▸ **Task prompt**: Only lines holding "supported" are wanted; copy each of them from the records below.

:: Data section ::

Issue #3786, opened 2019-05-16
Eliminate or fix racy unit tests


Aaronontheweb:
Version: Akka.NET v1.3.13 or later.

The time has come, once again, to clean up the mess that impedes our work on Akka.NET as a result of some racy tests.

* [x] [DistributedPubSubMessageSerializerSpec.Can_serialize_SendToOneSubscriber](http://petabridge-ci.cloudapp.net/viewLog.html?buildId=56858&buildTypeId=AkkaNet_AkkaNetWindowsUnitTestsNetCore&guest=1) - .NET Core Windows
* [x] [DistributedPubSubMessageSerializerSpec.Can_serialize_Status](http://petabridge-ci.cloudapp.net/viewLog.html?buildId=56858&buildTypeId=AkkaNet_AkkaNetWindowsUnitTestsNetCore&guest=1) - .NET Core Windows
* [ ] [AkkaProtocolSpec.ProtocolStateActor_must_in_inbound_mode_accept_payload_after_Associate_PDU_received](http://petabridge-ci.cloudapp.net/viewLog.html?buildId=56858&buildTypeId=AkkaNet_AkkaNetWindowsUnitTestsNetCore&guest=1) - .NET Core Windows
* [x] [FlowDelaySpec.A_Delay_must_pass_elements_with_delay_through_normally_in_backpressured_mode ](http://petabridge-ci.cloudapp.net/viewLog.html?buildId=56858&buildTypeId=AkkaNet_AkkaNetWindowsUnitTestsNetCore&guest=1) - .NET Core Windows
* [x] [BackoffSupervisorSpec.BackoffSupervisor_must_stop_restarting_the_child_if_final_stop_message_received_using_BackOff_OnStop](http://petabridge-ci.cloudapp.net/viewLog.html?buildId=56859&buildTypeId=AkkaNet_AkkaNetWindowsUnitTests&guest=1) - .NET Framework
* [x] [BackoffSupervisorSpec.BackoffSupervisor_must_stop_restarting_the_child_after_reaching_maxNrOfRetries_limit_using_BackOff_OnFailure](http://petabridge-ci.cloudapp.net/viewLog.html?buildId=56859&buildTypeId=AkkaNet_AkkaNetWindowsUnitTests&guest=1) - .NET Framework
[...]

PR #3790, opened 2019-05-16
Remove restrictions required by netstandard 1.x but available in 2.0

heatonmatthew:
The serialization attribute, appdomains and cloneable interfaces are now supported in the netstandard2.0 libraries so can be re-enabled for dotnet core targets.

Also noticed that I included a fix in the TailChopping Router to catch AskTimeoutException and handle that in the same way as a TaskCanceledException. The associated unit test was routinely breaking without this change for me.

### DIFF
--- a/build.fsx
+++ b/build.fsx
@@ -25,8 +25,8 @@ let outputPerfTests = __SOURCE_DIRECTORY__ @@ "PerfResults"
 let outputBinaries = output @@ "binaries"
 let outputNuGet = output @@ "nuget"
 let outputMultiNode = outputTests @@ "multinode"
-let outputBinariesNet45 = outputBinaries @@ "net45"
-let outputBinariesNetStandard = outputBinaries @@ "netstandard1.6"
+let outputBinariesNet45 = outputBinaries @@ "net452"
+let outputBinariesNetStandard = outputBinaries @@ "netstandard2.0"
 
 let buildNumber = environVarOrDefault "BUILD_NUMBER" "0"
 let hasTeamCity = (not (buildNumber = "0")) // check if we have the TeamCity environment variable for build # set
@@ -313,7 +313,7 @@ open Fake.TemplateHelper
 Target "PublishMntr" (fun _ ->
     let executableProjects = !! "./src/**/Akka.MultiNodeTestRunner.csproj"
 
-    // Windows .NET 4.5.2
+    // Restore
     executableProjects |> Seq.iter (fun project ->
         DotNetCli.Restore
             (fun p -> 
@@ -322,7 +322,7 @@ Target "PublishMntr" (fun _ ->
                     AdditionalArgs = ["-r win7-x64"; sprintf "/p:VersionSuffix=%s" versionSuffix] })
     )
 
-    // Windows .NET 4.5.2
+    // Windows .NET 4.6.1
     executableProjects |> Seq.iter (fun project ->  
         DotNetCli.Publish
             (fun p ->
--- a/src/contrib/cluster/Akka.Cluster.Sharding.Tests.MultiNode/AsyncWriteProxyEx.cs
+++ b/src/contrib/cluster/Akka.Cluster.Sharding.Tests.MultiNode/AsyncWriteProxyEx.cs
@@ -43,7 +43,6 @@ namespace Akka.Cluster.Sharding.Tests
         {
         }
 
-#if SERIALIZATION
         /// <summary>
         /// Initializes a new instance of the <see cref="AsyncReplayTimeoutException"/> class.
         /// </summary>
@@ -53,7 +52,6 @@ namespace Akka.Cluster.Sharding.Tests
             : base(info, context)
         {
         }
-#endif
     }
 
     /// <summary>
--- a/src/contrib/cluster/Akka.Cluster.Sharding/Akka.Cluster.Sharding.csproj
+++ b/src/contrib/cluster/Akka.Cluster.Sharding/Akka.Cluster.Sharding.csproj
@@ -23,10 +23,6 @@
     <Reference Include="System.Data.DataSetExtensions" />
   </ItemGroup>
 
-  <PropertyGroup Condition=" '$(TargetFramework)' == '$(NetFrameworkLibVersion)' ">
-    <DefineConstants>$(DefineConstants);SERIALIZATION</DefineConstants>
-  </PropertyGroup>
-
   <PropertyGroup Condition=" '$(TargetFramework)' == '$(NetStandardLibVersion)' ">
     <DefineConstants>$(DefineConstants);CORECLR</DefineConstants>
   </PropertyGroup>
--- a/src/contrib/cluster/Akka.DistributedData/Akka.DistributedData.csproj
+++ b/src/contrib/cluster/Akka.DistributedData/Akka.DistributedData.csproj
@@ -20,10 +20,6 @@
     <PackageReference Include="Hyperion" Version="$(HyperionVersion)" />
   </ItemGroup>
 
-  <PropertyGroup Condition=" '$(TargetFramework)' == '$(NetFrameworkLibVersion)' ">
-    <DefineConstants>$(DefineConstants);SERIALIZATION;CLONABLE</DefineConstants>
-  </PropertyGroup>
-
   <PropertyGroup Condition=" '$(TargetFramework)' == '$(NetStandardLibVersion)' ">
     <DefineConstants>$(DefineConstants);CORECLR</DefineConstants>
   </PropertyGroup>
--- a/src/contrib/persistence/Akka.Persistence.Query.Sql/Akka.Persistence.Query.Sql.csproj
+++ b/src/contrib/persistence/Akka.Persistence.Query.Sql/Akka.Persistence.Query.Sql.csproj
@@ -22,10 +22,6 @@
     <Reference Include="System.Xml.Linq" />
   </ItemGroup>
 
-  <PropertyGroup Condition=" '$(TargetFramework)' == '$(NetFrameworkLibVersion)' ">
-    <DefineConstants>$(DefineConstants);SERIALIZATION</DefineConstants>
-  </PropertyGroup>
-
   <PropertyGroup Condition=" '$(TargetFramework)' == '$(NetStandardLibVersion)' ">
     <DefineConstants>$(DefineConstants);CORECLR</DefineConstants>
   </PropertyGroup>
--- a/src/contrib/persistence/Akka.Persistence.Sql.Common/Akka.Persistence.Sql.Common.csproj
+++ b/src/contrib/persistence/Akka.Persistence.Sql.Common/Akka.Persistence.Sql.Common.csproj
@@ -23,7 +23,7 @@
   </ItemGroup>
 
   <PropertyGroup Condition=" '$(TargetFramework)' == '$(NetFrameworkLibVersion)' ">
-    <DefineConstants>$(DefineConstants);SERIALIZATION;CONFIGURATION</DefineConstants>
+    <DefineConstants>$(DefineConstants);CONFIGURATION</DefineConstants>
   </PropertyGroup>
 
   <PropertyGroup Condition=" '$(TargetFramework)' == '$(NetStandardLibVersion)' ">
--- a/src/contrib/serializers/Akka.Serialization.Hyperion/Akka.Serialization.Hyperion.csproj
+++ b/src/contrib/serializers/Akka.Serialization.Hyperion/Akka.Serialization.Hyperion.csproj
@@ -21,9 +21,6 @@
     <Reference Include="System" />
     <Reference Include="Microsoft.CSharp" />
   </ItemGroup>
-  <PropertyGroup Condition=" '$(TargetFramework)' == '$(NetFrameworkLibVersion)' ">
-    <DefineConstants>$(DefineConstants);SERIALIZATION</DefineConstants>
-  </PropertyGroup>
   <PropertyGroup Condition=" '$(Configuration)' == 'Release' ">
     <DefineConstants>$(DefineConstants);RELEASE</DefineConstants>
   </PropertyGroup>
--- a/src/contrib/serializers/Akka.Serialization.TestKit/Akka.Serialization.TestKit.csproj
+++ b/src/contrib/serializers/Akka.Serialization.TestKit/Akka.Serialization.TestKit.csproj
@@ -14,10 +14,6 @@
     <ProjectReference Include="..\..\..\core\Akka.Tests.Shared.Internals\Akka.Tests.Shared.Internals.csproj" />
   </ItemGroup>
 
-  <PropertyGroup Condition=" '$(TargetFramework)' == 'net452' ">
-    <DefineConstants>$(DefineConstants);SERIALIZATION</DefineConstants>
-  </PropertyGroup>
-
   <PropertyGroup Condition=" '$(Configuration)' == 'Release' ">
     <DefineConstants>$(DefineConstants);RELEASE</DefineConstants>
   </PropertyGroup>
--- a/src/core/Akka.MultiNodeTestRunner/Discovery.cs
+++ b/src/core/Akka.MultiNodeTestRunner/Discovery.cs
@@ -19,11 +19,7 @@ using Xunit.Sdk;
 
 namespace Akka.MultiNodeTestRunner
 {
-#if CORECLR
-    public class Discovery : IMessageSink, IDisposable
-#else
     public class Discovery : MarshalByRefObject, IMessageSink, IDisposable
-#endif
     {
         public Dictionary<string, List<NodeTest>> Tests { get; set; }
         public List<ErrorMessage> Errors { get; } = new List<ErrorMessage>();
@@ -48,12 +44,8 @@ namespace Akka.MultiNodeTestRunner
                 case ITestCaseDiscoveryMessage testCaseDiscoveryMessage:
                     var testClass = testCaseDiscoveryMessage.TestClass.Class;
                     if (testClass.IsAbstract) return true;
-#if CORECLR
-                    var specType = testCaseDiscoveryMessage.TestAssembly.Assembly.GetType(testClass.Name).ToRuntimeType();
-#else
                     var testAssembly = Assembly.LoadFrom(testCaseDiscoveryMessage.TestAssembly.Assembly.AssemblyPath);
                     var specType = testAssembly.GetType(testClass.Name);
-#endif
                     var roles = RoleNames(specType);
 
                     var details = roles.Select((r, i) => new NodeTest
@@ -106,20 +98,11 @@ namespace Akka.MultiNodeTestRunner
             var current = configUser;
             while (current != null)
             {
-
-#if CORECLR
-                var ctorWithConfig = current
-                    .GetConstructors(BindingFlags.NonPublic | BindingFlags.Public | BindingFlags.Instance)
-                    .FirstOrDefault(c => null != c.GetParameters().FirstOrDefault(p => p.ParameterType.GetTypeInfo().IsSubclassOf(baseConfigType)));
-            
-                current = current.GetTypeInfo().BaseType;
-#else
                 var ctorWithConfig = current
                     .GetConstructors(BindingFlags.NonPublic | BindingFlags.Public | BindingFlags.Instance)
                     .FirstOrDefault(c => null != c.GetParameters().FirstOrDefault(p => p.ParameterType.IsSubclassOf(baseConfigType)));
 
                 current = current.BaseType;
-#endif
                 if (ctorWithConfig != null) return ctorWithConfig;
             }
 
@@ -131,15 +114,9 @@ namespace Akka.MultiNodeTestRunner
             var ctors = configType.GetConstructors(BindingFlags.NonPublic | BindingFlags.Public | BindingFlags.Instance);
             var empty = ctors.FirstOrDefault(c => !c.GetParameters().Any());
 
-#if CORECLR
-            return empty != null
-                ? new object[0]
-                : ctors.First().GetParameters().Select(p => p.ParameterType.GetTypeInfo().IsValueType ? Activator.CreateInstance(p.ParameterType) : null).ToArray();
-#else
             return empty != null
                 ? new object[0]
                 : ctors.First().GetParameters().Select(p => p.ParameterType.IsValueType ? Activator.CreateInstance(p.ParameterType) : null).ToArray();
-#endif
         }
 
         /// <inheritdoc/>
--- a/src/core/Akka.Remote.Tests/Transport/DotNettySslSupportSpec.cs
+++ b/src/core/Akka.Remote.Tests/Transport/DotNettySslSupportSpec.cs
@@ -194,12 +194,8 @@ namespace Akka.Remote.Tests.Transport
             }
             finally
             {
-#if NET452 //netstandard 1.6 doesn't have close on store
                 store.Close();
-#else
-#endif
             }
-
         }
 
 
@@ -220,10 +216,7 @@ namespace Akka.Remote.Tests.Transport
             }
             finally
             {
-#if NET452 //NetStandard1.6 doesn't have close on store.
                 store.Close();
-#else
-#endif
             }
         }
         public class Echo : ReceiveActor
--- a/src/core/Akka.Remote/Serialization/ExceptionSupport.cs
+++ b/src/core/Akka.Remote/Serialization/ExceptionSupport.cs
@@ -12,9 +12,7 @@ using Akka.Actor;
 using Akka.Util;
 using Akka.Util.Internal;
 using Google.Protobuf;
-#if SERIALIZATION
 using System.Runtime.Serialization;
-#endif
 
 namespace Akka.Remote.Serialization
 {
@@ -53,11 +51,7 @@ namespace Akka.Remote.Serialization
 
         internal Proto.Msg.ExceptionData ExceptionToProto(Exception exception)
         {
-#if SERIALIZATION
             return ExceptionToProtoNet(exception);
-#else
-            return ExceptionToProtoNetCore(exception);
-#endif
         }
 
         public Exception DeserializeException(byte[] bytes)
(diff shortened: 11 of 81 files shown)


Aaronontheweb:
Thanks @heatonmatthew ! Just an FYI - you might get hit with some of these https://github.com/akkadotnet/akka.net/issues/3786 in the CI system. Known issue - not your fault. Going to be dealt with by https://github.com/akkadotnet/akka.net/pull/3788 and some other work our team is doing to clean up the test suite.

I'll look over this ASAP.

build.fsx
```diff
@@ -25,8 +25,8 @@ let outputPerfTests = __SOURCE_DIRECTORY__ @@ "PerfResults"
 let outputBinaries = output @@ "binaries"
 let outputNuGet = output @@ "nuget"
 let outputMultiNode = outputTests @@ "multinode"
-let outputBinariesNet45 = outputBinaries @@ "net45"
-let outputBinariesNetStandard = outputBinaries @@ "netstandard1.6"
+let outputBinariesNet45 = outputBinaries @@ "net452"
+let outputBinariesNetStandard = outputBinaries @@ "netstandard2.0"
```
Aaronontheweb: build.fsx changes look fine.

src/contrib/cluster/Akka.Cluster.Sharding.Tests.MultiNode/AsyncWriteProxyEx.cs
```diff
@@ -43,7 +43,6 @@ public AsyncReplayTimeoutException(string message)
         {
         }
 
-#if SERIALIZATION
```
Aaronontheweb: I can't tell you how thrilled I am to get rid of this crap @heatonmatthew - so far, according to the CI system, the compiler and the test runtimes seem pretty happy with these changes so I don't have much to add on each individual change here.

src/core/Akka.MultiNodeTestRunner/Discovery.cs
```diff
@@ -106,20 +98,11 @@ internal static ConstructorInfo FindConfigConstructor(Type configUser)
             var current = configUser;
             while (current != null)
             {
-
-#if CORECLR
-                var ctorWithConfig = current
```
Aaronontheweb: I think this is probably fine, but I'll need to see the feedback from the MNTR for certain

src/core/Akka.Remote.Tests/Transport/DotNettySslSupportSpec.cs
```diff
@@ -194,12 +194,8 @@ private void InstallCert()
             }
             finally
             {
-#if NET452 //netstandard 1.6 doesn't have close on store
                 store.Close();
```
Aaronontheweb: nice

src/core/Akka.Streams.TestKit/TestSubscriber.cs
```diff
@@ -34,7 +34,7 @@ public OnSubscribe(ISubscription subscription)
             public override string ToString() => $"TestSubscriber.OnSubscribe({Subscription})";
         }
 
-        public struct OnNext<T> : ISubscriberEvent
+        public struct OnNext<T> : ISubscriberEvent, IEquatable<OnNext<T>>
```
Aaronontheweb: What's the purpose of this change?

src/core/Akka.Tests/Actor/Dispatch/Bug2640Spec.cs
```diff
@@ -46,6 +46,12 @@ public class ThreadReporterActor : ReceiveActor
         {
             public ThreadReporterActor()
             {
+                // Improve reliability of ForkJoinExecutorShouldShutdownUponAllActorsTerminating
+                // test which intermittently can fail because all messages are actually serviced 
+                // by a single thread from the pool. Happens under load, presumably when the processor
+                // finds it more efficient to keep thread locality of the execution.
+                Thread.Sleep(1);
```
Aaronontheweb: Thanks for the explanation - makes sense.

src/core/Akka/Dispatch/AbstractDispatcher.cs
```diff
@@ -224,7 +222,7 @@ internal sealed class ThreadPoolExecutorServiceFactory : ExecutorServiceConfigur
         /// <returns>TBD</returns>
         public override ExecutorService Produce(string id)
         {
-#if APPDOMAIN
+#if UNSAFE_THREADING
```
Aaronontheweb: :+1:

src/core/Akka/Routing/TailChopping.cs
```diff
@@ -122,7 +122,14 @@ public override void Send(object message, IActorRef sender)
                     try
                     {
 
-                        completion.TrySetResult(await (_routees[currentIndex].Ask(message, _within)).ConfigureAwait(false));
+                        completion.TrySetResult(
+                            await (_routees[currentIndex].Ask(message, _within)).ConfigureAwait(false));
+                    }
+                    catch (AskTimeoutException)
+                    {
+                        completion.TrySetResult(
```
Aaronontheweb: Ah, is this your fix from your other PR @heatonmatthew ?

src/core/Akka.Streams.TestKit/TestSubscriber.cs
heatonmatthew: I accidentally brought this across from a branch in which the FluentAssertions library had been upgraded. There were one or two tests that were failing in the assertion because there was no default comparer that worked correctly for these messages.

Probably best for me to remove this change for the time being?

src/core/Akka/Routing/TailChopping.cs
heatonmatthew: Yes it is. Happy to remove it if you want them separated?

src/core/Akka.Streams.TestKit/TestSubscriber.cs
Aaronontheweb: I don't think it's hurting anything, so no - you can leave it. Just wanted to make sure I wasn't overlooking something more gruesome (i.e. the entire Akka.Streams test suite exploded because equality was broken by some inexplicable platform change and this is the workaround.) But based on your explanation this sounds innocent enough. We'll keep it in.

src/core/Akka/Routing/TailChopping.cs
Aaronontheweb: Nope, it's fine to keep it in. Just wanted to make sure I understood what it was.

heatonmatthew:
@Aaronontheweb I've been doing some testing of the Akka.Persistence.SqlServer project building against a version of this branch. I've found an assumption in the Akka.Persistence.TCK.Journal.JournalSpec regarding JSON serialization that are not universally true that I think are worth mentioning.

The test is attempting to force JSON serialization to fail by implementing a test event as shown below:
```
        /// <summary>
        /// JSON serializer should fail on this
        /// </summary>
        private class NotSerializableEvent : ISerializable
        {
            public NotSerializableEvent(bool foo) { }

            public void GetObjectData(SerializationInfo info, StreamingContext context)
            {
                throw new NotImplementedException();
            }
        }
```

Now that we are running this against a netcoreapp2.1 target, it fails consistently. Thinking it through, I'm a little dubious that the comment about the class failing JSON serialization makes complete sense (because JSON serialization is different to .NET runtime serialization). After playing around with this a bit, I think that the Newtonsoft library author actually agrees with me because the behavior differs between versions as follows:

Runtime    | Newtonsoft 9.x | Newtonsoft 12.x
------------| ----------------- | ------------------
net452       |      Exception    |         OK
netcore2.1 |         OK           |           OK

I can't think of a scenario in which anyone would be relying on this behaviour in a real non-test application (i.e. deliberately trying to break JSON serialization) but I thought it's worth a broader ponder.

Now the tests can be easily fixed by changing the test class to the following.

```
        /// <summary>
        /// JSON serializer should fail on this
        /// </summary>
        private class NotSerializableEvent : ISerializable
        {
            public NotSerializableEvent(bool foo) { }

            public string Data => throw new NotImplementedException();

            public void GetObjectData(SerializationInfo info, StreamingContext context)
            {
                throw new NotImplementedException();
            }
        }
```

Do you have any strong opinion about whether this is likely to be a broader concern?

Aaronontheweb:
I need to look at this again once I'm finished with the changes in https://github.com/akkadotnet/akka.net/pull/3744

Aaronontheweb:
@heatonmatthew regarding your earlier comment, can you link me to the test classes where this should fail? Trying to understand your comment from earlier.

heatonmatthew:
@Aaronontheweb sorry for the slow response.  The test in question is [Journal_optionally_may_reject_non_serializable_events](https://github.com/akkadotnet/akka.net/blob/33aea3684f695cef2e6ff0650cece3a701fd782c/src/core/Akka.Persistence.TCK/Journal/JournalSpec.cs#L280).

In the master branch, the entire test including the NotSerializableEvent is not built for Dotnet Core because of a [#if !CORECLR](https://github.com/akkadotnet/akka.net/blob/33aea3684f695cef2e6ff0650cece3a701fd782c/src/core/Akka.Persistence.TCK/Journal/JournalSpec.cs#L265) block.  It was probably switched out for netcore originally because serialization wasn't supported at that time.

I removed the compiler directive in my branch which is probably why I'm seeing the error but the mainline tests aren't yet.

Aaronontheweb:
Got it, thanks @heatonmatthew - I'll see about getting this merged in ASAP. Going to re-run CI now with many of the other changes we've made.

Aaronontheweb:
For some reason our incremental build system isn't detecting any changes here - wonder if that has to do with `build.fsx`'s changes. Let me investigate that.

src/contrib/cluster/Akka.DistributedData/Akka.DistributedData.csproj
```diff
@@ -14,6 +14,10 @@
     <ProjectReference Include="..\..\..\core\Akka.Cluster\Akka.Cluster.csproj" />
   </ItemGroup>
 
+  <ItemGroup>
```
Aaronontheweb, line 17: Remove this - not needed

src/contrib/cluster/Akka.Cluster.Sharding/Akka.Cluster.Sharding.csproj
```diff
@@ -18,6 +18,12 @@
     <ProjectReference Include="..\Akka.DistributedData\Akka.DistributedData.csproj" />
   </ItemGroup>
 
+  <ItemGroup Condition=" '$(TargetFramework)' == '$(NetFrameworkLibVersion)' ">
```
Aaronontheweb, line 21: Not needed

src/contrib/persistence/Akka.Persistence.Query.Sql/Akka.Persistence.Query.Sql.csproj
```diff
@@ -16,6 +16,11 @@
     <ProjectReference Include="..\Akka.Persistence.Sql.Common\Akka.Persistence.Sql.Common.csproj" />
   </ItemGroup>
 
+  <ItemGroup Condition=" '$(TargetFramework)' == '$(NetFrameworkLibVersion)' ">
```
Aaronontheweb, line 19: Not needed

src/contrib/persistence/Akka.Persistence.Sql.Common/Akka.Persistence.Sql.Common.csproj
```diff
@@ -21,6 +21,10 @@
     <PackageReference Include="System.Data.Common" Version="4.3.0" />
   </ItemGroup>
 
+  <PropertyGroup Condition=" '$(TargetFramework)' == '$(NetFrameworkLibVersion)' ">
```
Aaronontheweb, line 24: Not needed

src/contrib/serializers/Akka.Serialization.Hyperion/Akka.Serialization.Hyperion.csproj
```diff
@@ -12,6 +12,14 @@
     <PackageReference Include="Hyperion" Version="$(HyperionVersion)" />
     <ProjectReference Include="..\..\..\core\Akka\Akka.csproj" />
   </ItemGroup>
+  <ItemGroup Condition=" '$(TargetFramework)' == '$(NetStandardLibVersion)' ">
```
Aaronontheweb, line 15: Not needed

src/contrib/serializers/Akka.Serialization.Hyperion/Akka.Serialization.Hyperion.csproj
```diff
@@ -12,6 +12,14 @@
...
+    <PackageReference Include="System.Reflection" Version="4.3.0" />
+    <PackageReference Include="System.Runtime" Version="4.3.1" />
+  </ItemGroup>
+  <ItemGroup Condition=" '$(TargetFramework)' == '$(NetFrameworkLibVersion)' ">
```
Aaronontheweb, line 19: Not needed

src/contrib/serializers/Akka.Serialization.TestKit/Akka.Serialization.TestKit.csproj
```diff
@@ -13,4 +13,9 @@
   <ItemGroup>
     <ProjectReference Include="..\..\..\core\Akka.Tests.Shared.Internals\Akka.Tests.Shared.Internals.csproj" />
   </ItemGroup>
+
+  <PropertyGroup Condition=" '$(Configuration)' == 'Release' ">
```
Aaronontheweb, line 17: Not needed

Aaronontheweb (changes requested):
LGTM but we need to fix compliation errors and remove some of the additional stuff added to the `.csproj` files

src/core/Akka.Streams.Tests/Dsl/StageActorRefSpec.cs
```diff
@@ -178,15 +178,15 @@ public async Task A_Graph_stage_ActorRef_must_ignore_and_log_warnings_for_Poison
             warn.Message.ToString()
                 .Should()
                 .MatchRegex(
-                    "<PoisonPill> message sent to StageActor\\(akka\\://AkkaSpec/user/StreamSupervisor-[0-9]+/\\$\\$[a-z]+\\) will be ignored, since it is not a real Actor. Use a custom message type to communicate with it instead.");
+                    "<PoisonPill> message sent to StageActor\\(akka\\://StageActorRefSpec-1/user/StreamSupervisor-[0-9]+/\\$\\$[a-z]+\\) will be ignored, since it is not a real Actor. Use a custom message type to communicate with it instead.");
```
Arkatufus, line 181: Need to change this because it was hardwired as "AkkaSpec" before the cleanup.

src/core/Akka/Util/MatchHandler/CachedMatchCompiler.cs
```diff
@@ -71,27 +71,6 @@ private Delegate CompileToDelegate(IReadOnlyList<TypeHandler> handlers, IReadOnl
             delegateArguments = result.Arguments;
             return compiledLambda;
         }
-
-#if !CORECLR
```
Arkatufus, line 75: Byterot, these codes were never compiled before the cleanup (since we moved to single `netstandard2.0` platform target)

src/core/Akka/Util/MatchHandler/ILambdaExpressionCompiler.cs
```diff
@@ -22,15 +22,6 @@ internal interface ILambdaExpressionCompiler
         /// <param name="expression">The expression to compile</param>
         /// <returns>A delegate containing the compiled version of the lambda.</returns>
         Delegate Compile(LambdaExpression expression);
-
-#if !CORECLR
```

:::

▸ **Task answer**:
The serialization attribute, appdomains and cloneable interfaces are now supported in the netstandard2.0 libraries so can be re-enabled for dotnet core targets.
In the master branch, the entire test including the NotSerializableEvent is not built for Dotnet Core because of a [#if !CORECLR](https://github.com/akkadotnet/akka.net/blob/33aea3684f695cef2e6ff0650cece3a701fd782c/src/core/Akka.Persistence.TCK/Journal/JournalSpec.cs#L265) block.  It was probably switched out for netcore originally because serialization wasn't supported at that time.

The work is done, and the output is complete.